Intelsat II F-3
- Mission type: Communications
- Operator: Intelsat
- COSPAR ID: 1967-026A
- SATCAT no.: 2717
- Mission duration: 3 years

Spacecraft properties
- Spacecraft type: Intelsat II
- Bus: HS-303A
- Manufacturer: Hughes
- Launch mass: 162 kilograms (357 lb)
- BOL mass: 86 kilograms (190 lb)
- Power: 85 watts

Start of mission
- Launch date: March 23, 1967, 01:30:12 UTC
- Rocket: Delta E1
- Launch site: Cape Canaveral LC-17B
- Contractor: NASA

End of mission
- Deactivated: Early 1970s

Orbital parameters
- Reference system: Geocentric
- Regime: Geosynchronous
- Longitude: 15° west (1967-71, 1973) 35° west (1972)
- Perigee altitude: 35,716 kilometers (22,193 mi)
- Apogee altitude: 35,892 kilometers (22,302 mi)
- Inclination: 5.81 degrees
- Period: 23.94 hours
- Epoch: February 7, 2014, 14:16:27 UTC

= Intelsat II F-3 =

Communications satellite

Intelsat II F-3, also known as Canary Bird, was a communications satellite operated by Intelsat. Launched in 1967 it was operated in geostationary orbit, spending most of its operational life at a longitude of 15 degrees west.
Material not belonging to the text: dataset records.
PR #61, opened 2019-08-18
mat/rpc_queue_connection_error_handling

mat-fs:


lib/Mojo/WebSocketProxy/Backend/JobAsync.pm
```diff
@@ -13,6 +13,9 @@ use Job::Async;
 use JSON::MaybeUTF8 qw(encode_json_utf8 decode_json_utf8);
 use Log::Any qw($log);
 use MojoX::JSON::RPC::Client;
+use Syntax::Keyword::Try;
+
+my $PRC_QUEUE_TIMEOUT = $ENV{PRC_QUEUE_TIMEOUT} // 30;
```
michaelmueller-binary: is this meant to be $RPC_QUEUE_TIMEOUT ?

lib/Mojo/WebSocketProxy/Backend/JobAsync.pm
```diff
@@ -137,19 +157,35 @@ sub call_rpc {
...
 
             if ($f->is_done) {
-                my $result = MojoX::JSON::RPC::Client::ReturnObject->new(rpc_response => decode_json_utf8($f->get));
-
-                $_->($c, $req_storage, $result) for @$after_got_rpc_response_hook;
-
-                $api_response = $rpc_response_cb->($result->result);
-                stats_inc("rpc_queue.client.jobs.success", {tags => ["rpc:" . $req_storage->{name}, 'clientID:' . $self->client->id]});
+                try {
+                    my $result = MojoX::JSON::RPC::Client::ReturnObject->new(rpc_response => decode_json_utf8($f->get));
```
michaelmueller-binary: in the non async version  `$result` is just set to empty if there was an issue with the call so will it thow an error now?

lib/Mojo/WebSocketProxy/Backend/JobAsync.pm
```diff
@@ -137,19 +157,35 @@ sub call_rpc {
...
+
+                    $_->($c, $req_storage, $result) for @$after_got_rpc_response_hook;
```
michaelmueller-binary: if there was an issue with the call and no result was returned this is not called in the non async version.

lib/Mojo/WebSocketProxy/Backend/JobAsync.pm
mat-fs: Since this block is conditioned by `$->is_done`, there cannot be any issue here, right?

lib/Mojo/WebSocketProxy/Backend/JobAsync.pm
mat-fs: Again running if future is done. There is no failure here.

lib/Mojo/WebSocketProxy/Backend/JobAsync.pm
```diff
@@ -54,6 +55,8 @@ C<< $jobman->client >> if not provided.
 
 =cut
 
+use constant RPC_QUEUE_TIMEOUT => $ENV{PRC_QUEUE_TIMEOUT} // 300;
```
raunakkathuria:
```suggestion
use constant QUEUE_TIMEOUT => $ENV{QUEUE_TIMEOUT} // 300;
```

lib/Mojo/WebSocketProxy/Backend/JobAsync.pm
```diff
@@ -120,11 +123,14 @@ sub call_rpc {
...
-        params => encode_json_utf8($params)
-        )->on_ready(
-        sub {
+
+    Future->wait_any(
+        $self->client->submit(
+            name   => $req_storage->{name},
+            params => encode_json_utf8($params)
+        ),
+        Future::Mojo->new_timer(RPC_QUEUE_TIMEOUT)->then(sub { Future->fail('Timeout') })
```
raunakkathuria: why not `$self->loop->timeout_future(after => QUEUE_TIMEOUT)->on_fail(sub { Future->fail('timeout') })

t/25-job-async-backend.t
```diff
@@ -12,13 +12,15 @@ use IO::Async::Loop::Mojo;
 
 our @PENDING_JOBS;
 
+$ENV{PRC_QUEUE_TIMEOUT} = 2;
```
raunakkathuria:
```suggestion
$ENV{QUEUE_TIMEOUT} = 2;
```

zakame: typo here (hence it seems better to just call it `QUEUE_TIMEOUT`)
```suggestion
$ENV{QUEUE_TIMEOUT} = 2;
```

t/25-job-async-backend.t
```diff
@@ -12,13 +12,15 @@ use IO::Async::Loop::Mojo;
...
+
 my $loop = IO::Async::Loop::Mojo->new;
 our $LAST_ID = 999;
 package t::SampleClient {
     use parent qw(Job::Async::Client);
 
     sub loop { shift->{loop} //= $loop }
-    sub start { Future->done }
+    sub start { shift->{startup_future} = Futute->done }
```
zakame:
```suggestion
    sub start { shift->{startup_future} = Future->done }
```

lib/Mojo/WebSocketProxy/Backend/JobAsync.pm
mat-fs: Tests were failing with `$self->{loop} undefined` error. I refactored the code a little bit by adding a new `$self->loop` and it was fixed with your suggested change.

lib/Mojo/WebSocketProxy/Backend/JobAsync.pm
michaelmueller-binary: ok

lib/Mojo/WebSocketProxy/Backend/JobAsync.pm
michaelmueller-binary: ok

t/25-job-async-backend.t
```diff
@@ -69,6 +71,7 @@ package t::FrontEnd {
          ( my $url2 = $url ) =~ s{/rpc/}{/rpc2/};
 
          my $client = t::SampleClient->new;
+         my $loop =
```
tom-binary: ?

lib/Mojo/WebSocketProxy/Backend/JobAsync.pm
```diff
@@ -137,15 +153,24 @@ sub call_rpc {
...
+                catch {
+                    $log->warnf("Failed to process response of method %s: %s", $method, $_);
+                    stats_inc("rpc_queue.client.jobs.fail",
+                        {tags => ["rpc:" . $req_storage->{name}, 'clientID:' . $self->client->id, 'error:' . $_]});
+                    $api_response = $c->wsp_error($msg_type, 'WrongResponse', 'Sorry, an error occurred while processing your request.');
+                };
             } else {
-                my ($failure) = $f->failure;
-                $log->warnf("method %s failed: %s", $method, $failure);
+                my $failure = $f->is_failed ? $f->failure // '' : 'Rpc request was cancelled. Subscription is not ready.';
```
tom-binary:
```suggestion
                my $failure = $f->is_failed ? $f->failure // '' : 'RPC request was cancelled. Subscription is not ready.';
```

although I'd suggest splitting these out into separate done/failed/cancelled mappings, rather than putting it all under `->on_ready`

lib/Mojo/WebSocketProxy/Backend/JobAsync.pm
```diff
@@ -37,11 +38,11 @@ Returns a new instance. Required params:
 
 =over 4
 
-=item loop => IO::Async::Loop
+=item loop => IO::Async::Loop (deprecate)
```
tom-binary: why deprecated? shouldn't take any extra work to support these as parameters...

lib/Mojo/WebSocketProxy/Backend/JobAsync.pm
```diff
@@ -54,6 +55,8 @@ C<< $jobman->client >> if not provided.
 
 =cut
 
+use constant QUEUE_TIMEOUT => $ENV{QUEUE_TIMEOUT} // 300;
```
tom-binary: needs to be documented

lib/Mojo/WebSocketProxy/Backend/JobAsync.pm
```diff
@@ -13,6 +13,7 @@ use Job::Async;
 use JSON::MaybeUTF8 qw(encode_json_utf8 decode_json_utf8);
 use Log::Any qw($log);
 use MojoX::JSON::RPC::Client;
+use Syntax::Keyword::Try;
```
tom-binary: if we're adding new modules, they'd need to be listed in `cpanfile` as well

mat-fs: Added.

lib/Mojo/WebSocketProxy/Backend/JobAsync.pm
mat-fs: As I remember  @nael-binary removed these args because they harmful effect on queue client shutdown. I'll try to test service shutdown by restoring these args and push changes if there is not any issue. @nael-binary Would you please give details about the reason behind these args and the test procedure if want to restore them?

t/25-job-async-backend.t
mat-fs: Fixed.

lib/Mojo/WebSocketProxy/Backend/JobAsync.pm
mat-fs: Done.

lib/Mojo/WebSocketProxy/Backend/JobAsync.pm
mat-fs: @tom-binary I agree that splitting into done/failed/cancel is better, but doing so the lines of code shared among them should be duplicated which doesn't seem reasonable to me.

lib/Mojo/WebSocketProxy/Backend/JobAsync.pm
michaelmueller-binary: not changed?

lib/Mojo/WebSocketProxy/Backend/JobAsync.pm
```diff
@@ -91,64 +145,63 @@ sub call_rpc {
...
+            name   => $req_storage->{name},
+            params => encode_json_utf8($params)
+        ),
+        $self->loop->timeout_future(after => QUEUE_TIMEOUT)
+        )->on_ready(sub {
             my ($f) = @_;
             $log->debugf('->submit completion: ', $f->state);
 
-            $_->($c, $req_storage) for @$before_get_rpc_response_hook;
+            foreach my $hook (@$before_get_rpc_response_hooks) { $hook->($c, $req_storage) };
```
nael-binary: i think it was fine how it was. as in there is no need for this change

lib/Mojo/WebSocketProxy/Backend/JobAsync.pm
```diff
@@ -91,64 +145,63 @@ sub call_rpc {
...
-                my $result = MojoX::JSON::RPC::Client::ReturnObject->new(rpc_response => decode_json_utf8($f->get));
-
-                $_->($c, $req_storage, $result) for @$after_got_rpc_response_hook;
-
-                $api_response = $rpc_response_cb->($result->result);
-                stats_inc("rpc_queue.client.jobs.success", {tags => ["rpc:" . $req_storage->{name}, 'clientID:' . $self->client->id]});
+                try {
+                    $result = MojoX::JSON::RPC::Client::ReturnObject->new(rpc_response => decode_json_utf8($f->get));
+
+                    foreach my $hook (@$before_get_rpc_response_hooks) { $hook->($c, $req_storage, $result) };
```
nael-binary: ditto

lib/Mojo/WebSocketProxy/Backend/JobAsync.pm
mat-fs: @nael-binary There is nothing wrong with using `$_` here, but since there are a number of constructs around setting the default variable in different ways, I've accepted @michaelmueller-binary 's suggestion to use named variables for more readability.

The third of four Intelsat II satellites to be launched, Intelsat II F-3 was built by Hughes Aircraft around the HS-303A satellite bus. It carried two transponders, which were powered by body-mounted solar cells generating 85 watts of power. The spacecraft had a mass of 162 kg at launch, decreasing through expenditure of propellant to 86 kg by the beginning of its operational life.

Intelsat II F-3 was launched atop a Delta E1 rocket flying from Launch Complex 17B at the Cape Canaveral Air Force Station. The launch took place at 01:30:12 on March 23, 1967, with the spacecraft entering a geosynchronous transfer orbit. It fired an SVM-1 apogee motor to place itself into its operational geostationary orbit. The spacecraft was operated at a longitude of 15° west, over the Atlantic Ocean. It was briefly relocated to 35° west in 1972, but had returned to 15° west by the following year.

Due to its association with the Maspalomas Station, Intelsat II F-3 acquired the unofficial nickname Canary Bird, a reference to the Canary Islands, where the station was located.

As of February 7, 2014 the derelict Intelsat II F-3 was in an orbit with a perigee of 35716 km, an apogee of 35892 km, inclination of 5.81 degrees and an orbital period of 23.94 hours.